When it’s time to renew your mortgage, you might want to switch to a lender that offers a lower interest rate. But if you do switch, you’ll have to re-apply and re-qualify for mortgage insurance because your mortgage insurance policy is tied to the original lender (remember – they’re the beneficiary).
This means you can’t just pick up your mortgage insurance and bring it with you to your new lender. And this lack of “portability” can cost you.
“Many times, people will switch to a new mortgage provider that is offering them a lower interest rate before realizing that it may impact the cost of their mortgage insurance,” Ransome explains. “Because each time you re-apply for mortgage insurance, you’re older and your health status may have changed, causing your premiums to increase.”
Mortgage insurance is stumbling back into its corner as we head into the final round!
Round 5: Convenience – Is ‘quick and easy’ worth it long-term?
Many people have mortgage insurance because of its convenience – you can purchase coverage directly from the financial institution that’s lending you your mortgage. And your premiums are often tacked on to your monthly mortgage payment.
“The problem is that people are presented with mortgage insurance by professionals who are not necessarily trained to properly explain the pros and cons in-depth,” says Ransome.
“Mortgage insurance applications are quick and easy – they only ask about five questions. Life insurance applications ask thirty or more questions and often require a medical exam, so it’s no surprise that mortgage insurance doesn’t offer the same level of coverage. And some people who are approved for mortgage insurance would actually have been declined for life insurance. Plus, just because you’re approved, that doesn’t mean your mortgage insurance will actually pay out.”
Moral of the story is: convenience is great, but not at the expense of quality protection for your family.
And that’s the final bell!
Summary: Let’s go to the judge’s scorecards!
By now, it should be obvious based on mortgage insurances’ bruised and battered appearance that life insurance is the clear winner. But to sum up our analysis, Jason highlights the three main factors that cost mortgage insurance this fight:
- With mortgage insurance you cannot name a beneficiary
- You also cannot apply for more coverage than mortgage debt – as a result, most people are underinsured
- Mortgage insurance is a decreasing benefit – why choose coverage that decreases when you could purchase protection that never loses value?

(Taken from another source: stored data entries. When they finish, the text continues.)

PR #789, opened 2022-02-17
Add pry-byebug instead of pry and byebug

### LINKED ISSUE #788: Replace pry and byebug with pry-byebug
We have both pry and byebug gems for debugging.
To make things simple, can we use pry-byebug  :smile:
It supports debugging via both the syntaxes (binding.pry or byebug) and has capabilities of both.

P.S: The author of pry-byebug and byebug is the same. (edited)

chiraggshah:
fixes #788

### DIFF
--- a/Gemfile
+++ b/Gemfile
@@ -54,13 +54,12 @@ group :development, :test do
   # Rails integration for factory-bot
   gem "factory_bot_rails"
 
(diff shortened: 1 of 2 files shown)


chiraggshah:
@yedhink _a : Please review

PR #797, opened 2022-03-01
Remove unused momentJS

chiraggshah:
Don't think "moment" is being used directly in the app. Hence removing it.


chiraggshah:
@yedhink _a : Please review.

PR #811, opened 2022-04-01
Sync bin folder to neeto

### LINKED ISSUE #791: Sync files in "bin" folder to all neeto repos
@yedhink _a

yedhink:
Fixes #791 

@unnitallman _a Can you please review and merge this?

This PR ensures that if we upgrade the Rails version in wheel and if any specific changes occurs to the files in `./bin` folder at the root of wheel, then it gets synced to all neeto repos.

In Rails 7 etc, `spring` gem gets removed and thus most of the files under this folder needs to be changed across neeto. 

This PR would automate that part.

### DIFF
--- a/.scripts/sync_with_wheel.sh
+++ b/.scripts/sync_with_wheel.sh
@@ -42,6 +42,15 @@ declare -a configs=(
   ".nvmrc"
   ".ruby-version"
   ".erb-lint.yml"
+  "bin/bundle"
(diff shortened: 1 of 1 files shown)


unnitallman:
@prasanthchaduvula We need to add this to neeto-compliance script along with the current `sync_with_wheel` script. Please create an issue for this in neeto-compliance repo.

PR #188, opened 2023-02-10
Improve AdminPanel

timiimit:
This PR expands AccountFlags to allow more control over who can access what parts of admin panel.
It also forces admins to enter user's email in order to be able to change their password in order to try prevent impersonation.


timiimit:
5th time's the charm

UT4MasterServer.Common/Helpers/AccountFlagsHelper.cs
```diff
@@ -0,0 +1,26 @@
+﻿using System;
+using System.Collections.Generic;
+using System.Linq;
+using System.Text;
+using System.Threading.Tasks;
+using UT4MasterServer.Common.Enums;
+
+namespace UT4MasterServer.Common.Helpers;
+
+public class AccountFlagsHelper
```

“The future is all about options,” says Ransome. “You can’t predict what’s going to happen so you want to set yourself up with the most options, and life insurance is the best way to do that.”
If you’re now in the market for mortgage protection, you may want to consider term life insurance from Foresters Financial. You can select coverage that matches the length of your mortgage (e.g. a 30 year term to match your 30 year mortgage) and depending on your policy, you may have the option to extend your coverage by converting your term policy to a whole life policy down the road.
Term life insurance compared to Mortgage insurance
|Term life insurance||Mortgage insurance|
|You own the policy||The lender (e.g. bank) owns the policy|
|You name the beneficiary||You cannot name the beneficiary because the lender is the beneficiary|
|For most types of life insurance, death benefit and premiums stay the same over the course of your policy||Death benefit decreases along with your mortgage – but your premiums stay the same!|
|Protects your lifestyle – e.g. mortgage, income replacement, final expenses, children’s tuition, etc.||Protects your debt – i.e. the amount of your mortgage at the time of claim|
|Your insurance is tied to you, so even if you change lenders your policy remains unaffected||Your insurance is tied to the mortgage lender, so if you change lenders, your policy is terminated and you must re-apply / re-qualify for coverage from your new lender|
|Your policy can cover you for your whole life or a term of your choosing||Your insurance ends with the term of your mortgage|
414855 CAN/US (04/17)
Foresters, their employees and life insurance representatives, do not provide, on Foresters behalf, financial advice. Prospective purchasers should consult their individual advisor.